I rappresentanti della categorie presenti hanno esposto la loro richiesta di partecipare al tavolo di concertazione già in essere con altre organizzazioni sindacali e dell'inquilinato in tema di riforma della legge sugli Ater.
Richiesta per la quale l'assessore Srour ha già dato piena disponibilità.
Srour si è detto «profondamente consapevole che la situazione dell'edilizia residenziale pubblica non è delle migliori sia a livello locale che nazionale».
«La Regione Abruzzo ha già dato un segnale nuovo con un programma che partirà a breve e che prevede, la costruzione di 200 alloggi di edilizia residenziale pubblica e circa 1.032 alloggi di edilizia sovvenzionata».

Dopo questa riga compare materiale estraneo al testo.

PR #202, opened 2019-11-14
Improve data streaming, part 2

tyrasd:
follow up for #200:

Makes queries over a large area (e.g. global ones) significantly faster.

Also includes an experimental implementation for streaming using the scanquery backend. It can work well for large/global queries of sparsely distributed features.

# Checklist

### DIFF
--- a/oshdb-api/src/main/java/org/heigit/bigspatialdata/oshdb/api/mapreducer/backend/MapReducerIgniteAffinityCall.java
+++ b/oshdb-api/src/main/java/org/heigit/bigspatialdata/oshdb/api/mapreducer/backend/MapReducerIgniteAffinityCall.java
@@ -1,11 +1,18 @@
 package org.heigit.bigspatialdata.oshdb.api.mapreducer.backend;
 
 import com.google.common.collect.Streams;
+import com.google.common.primitives.Ints;
 import java.io.IOException;
 import java.sql.SQLException;
 import java.util.Collection;
 import java.util.Collections;
+import java.util.HashMap;
+import java.util.LinkedList;
 import java.util.List;
+import java.util.Map;
+import java.util.Map.Entry;
+import java.util.Optional;
+import java.util.TreeMap;
 import java.util.function.Function;
 import java.util.stream.Collectors;
 import java.util.stream.LongStream;
@@ -15,6 +22,9 @@ import org.apache.ignite.Ignite;
 import org.apache.ignite.IgniteCache;
 import org.apache.ignite.IgniteCompute;
 import org.apache.ignite.IgniteException;
+import org.apache.ignite.binary.BinaryObject;
+import org.apache.ignite.cache.query.QueryCursor;
+import org.apache.ignite.cache.query.ScanQuery;
 import org.apache.ignite.lang.IgniteCallable;
 import org.apache.ignite.lang.IgniteFuture;
 import org.apache.ignite.lang.IgniteFutureTimeoutException;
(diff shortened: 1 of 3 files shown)


tyrasd:
some more relevant details to this PR:

* the "pure" ScanQuery [implementation](https://github.com/GIScience/oshdb/pull/202/files#diff-4263d0dc6ced930075faf0738987dc88R568-R598) is quite limited, because it 1) doesn't support timeouts and 2) doesn't handle backpressure of data: data is sent immediately and in full to the ignite client as it is processed on the workers, where it is buffered. When the client cannot process the incoming data fast enough, the buffer blows up the stack on the client. This means that the scanquery backend only works if the resulting data is expected to be small, or if one is sure that the client can handle the incoming data faster than the workers can deliver it (which is typically not the case for simple data extraction requests).
* the implementation from #200 was slow for global requests, for the same reason that the _LocalPeek_ backend is slow for global request: all potential data cells need to be tested for their existence. This PR implements an alternative preflight request, which is used for large requests. See https://github.com/GIScience/oshdb/pull/202/files#diff-3c45747da461877b2884fa4e19705e96R236-R239 for an explaination of the assumptions this heuristic is based on.
* the result of the preflight requests (i.e. a `Set` of cell ids) could also be more compactly stored in a RoaringBitMap (which we already use in other parts of the oshdb), but this failed for be because serialization issues. Normally, this shouldn't be the bottleneck of a typical request, though.

richardstartin:
@tyrasd 

> the result of the preflight requests (i.e. a Set of cell ids) could also be more compactly stored in a RoaringBitMap (which we already use in other parts of the oshdb), but this failed for be because serialization issues.

Can you share any details about this?

tyrasd:
@richardstartin it's quite odd, here's two ("minimal") examples:

Regular `RoaringBitmap` – here, a broadcast job is sent to a remote Ignite cluster, which returns a RoaringBitmap object as a result. The result is expected to be serialized on the cluster side and be deserialized in its "original" state on the client, but isn't:

```java
    RoaringBitmap r = new RoaringBitmap();
    r.add(0,1,2,3);

    System.out.println(r.toString());
    // prints {0,1,2,3} = correct

    Ignition.setClientMode(true);
    Ignite ignite = Ignition.start("/…/ignite-config.xml");
    ignite.compute().broadcast(() -> {
      RoaringBitmap r2 = new RoaringBitmap();
      r2.add(0,1,2,3);
      return r2;
    }).stream().forEach(System.out::println);
    // prints {0,16,0,1} = incorrect

    ignite.close();
```

When using the 64-bit extension (`Roaring64NavigableMap`), it gets even worse:

```java
    Roaring64NavigableMap r = new Roaring64NavigableMap();
    r.add(0,1,2,3, 1L << 41, 1L << 43);

    System.out.println(r.toString());
    // prints {0,1,2,3,2199023255552,8796093022208} = correct

    Ignition.setClientMode(true);
    Ignite ignite = Ignition.start("/…/ignite-config.xml");
    ignite.compute().broadcast(() -> {
      Roaring64NavigableMap r2 = new Roaring64NavigableMap();
      r2.add(0,1,2,3, 1L << 41, 1L << 43);
      return r2;
    }).stream().forEach(System.out::println);
    // throws an exception -> see below

    ignite.close();
```

this results in the following exception being thrown:

```
Exception in thread "main" class org.apache.ignite.binary.BinaryObjectException: Failed to unmarshal object with optimized marshaller
	at org.apache.ignite.internal.binary.BinaryUtils.doReadOptimized(BinaryUtils.java:1765)
	…
Caused by: class org.apache.ignite.IgniteCheckedException: Failed to deserialize object with given class loader: [clsLdr=jdk.internal.loader.ClassLoaders$AppClassLoader@3d4eac69, err=Failed to deserialize object [typeName=org.roaringbitmap.longlong.Roaring64NavigableMap]]
	at org.apache.ignite.internal.marshaller.optimized.OptimizedMarshaller.unmarshal0(OptimizedMarshaller.java:237)
	…
Caused by: java.io.IOException: Failed to deserialize object [typeName=org.roaringbitmap.longlong.Roaring64NavigableMap]
	at org.apache.ignite.internal.marshaller.optimized.OptimizedObjectInputStream.readObject0(OptimizedObjectInputStream.java:350)
	…
Caused by: java.io.IOException: org.roaringbitmap.InvalidRoaringFormat: I failed to find a valid cookie.
	at org.roaringbitmap.InvalidRoaringFormat.toIOException(InvalidRoaringFormat.java:36)
	at org.roaringbitmap.RoaringBitmap.deserialize(RoaringBitmap.java:1735)
	at org.roaringbitmap.longlong.Roaring64NavigableMap.deserialize(Roaring64NavigableMap.java:1146)
	at org.roaringbitmap.longlong.Roaring64NavigableMap.readExternal(Roaring64NavigableMap.java:906)
	at org.apache.ignite.internal.marshaller.optimized.OptimizedObjectInputStream.readExternalizable(OptimizedObjectInputStream.java:555)
```
 
That's basically where I gave up, since in this specific use-case the mentioned `Set<Long>` objects don't get particularly large to cause issues. :man_shrugging: 
Should this be reported to the https://github.com/RoaringBitmap/RoaringBitmap/issues or is it a known issue?

richardstartin:
@tyrasd thanks for the info. I don't have the full background as to why standard serialisation mechanisms aren't used but there are two APIs, the most efficient de/serialises directly from/to a `ByteBuffer`, and a slower API accepting `DataInput` and `DataOutput`. I don't think it should just blow up like this though.

tyrasd:
thanks, I'll keep it in mind.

L'assessore ha riferito che la Regione ha istituito un fondo sociale di 250 mila euro per consentire l'erogazione di contributi in favore degli assegnatari di alloggi di edilizia residenziale pubblica impossibilitati a sostenere l'onere del canone ed altri 250 mila per agevolare il canone alle famiglie più bisognose: «un piccolo segnale, ma per darne di più forti è necessario modificare le leggi regionali di riferimento che sono ormai datate».
Le associazioni dei consumatori, di concerto con Srour, hanno manifestato un forte interesse, legittimato anche dai riconoscimenti di legge, a tutelare gli interessi economici diffusi di tutti i cittadini, compresi quelli che, pur avendone diritto, sono ancora in attesa dell'assegnazione di un alloggio di edilizia economica e popolare.
«A breve partirà un tavolo di concertazione» ha concluso, «in cui tutti i portatori di interesse saranno chiamati a proporre soluzioni utili per azzerare gli sprechi e creare una reale gestione di impresa che fino ad oggi non c'è stata».